Freedom from infection: enhancing decision-making for malaria elimination.

Assessing elimination of malaria locally requires a surveillance system with high sensitivity and specificity to detect its presence without ambiguity. Currently, the WHO standard criteria of observing the absence of locally acquired cases for 3 consecutive years, combined with a health systems assessment, are used to justify claims of malaria elimination. However, relying on a qualitative framework to support the application of this guideline can lead to early, over-optimistic relaxation of control measures with the potential for resurgence. Overcoming this challenge requires innovative approaches to model the coupled processes of malaria transmission and its clinical observation.We propose a novel statistical framework based on a state-space model to probabilistically demonstrate the absence of malaria, using routinely collected health system data (which is extensive but inherently imperfect). By simultaneously modelling the expected malaria burden within the population and the probability of detection, we provide a robust estimate of the surveillance system's sensitivity and the corresponding probability of local elimination (probability of freedom from infection).Our study reveals a critical limitation of the traditional criterion for declaring malaria elimination, highlighting its inherent bias and potential for misinterpreting ongoing transmission.

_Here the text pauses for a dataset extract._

PR #869, opened 2026-04-15
fix: improve performance of routes-for-location

fletcherw:
Fixes some performance issues in routes-for-location so that it's now faster than the old implementation.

Such oversight not only misrepresents ongoing transmission but also places communities at risk for larger outbreaks. However, we demonstrate that our integrated approach to data comprehensively addresses this issue, effectively detecting ongoing transmission patterns, even when local reports might suggest otherwise.Our integrated framework has far-reaching implications for malaria control but also for infectious disease control in general. Our approach addresses the limitations of traditional criteria for declaring freedom from disease and opens the path to true optimisation of the allocation of limited resources. Our findings emphasise the urgent need to reassess existing methods to accurately confirm malaria elimination, and the importance of using comprehensive modelling techniques to continually monitor and maintain the effectiveness of current surveillance systems, enabling decisions grounded in quantitative evidence.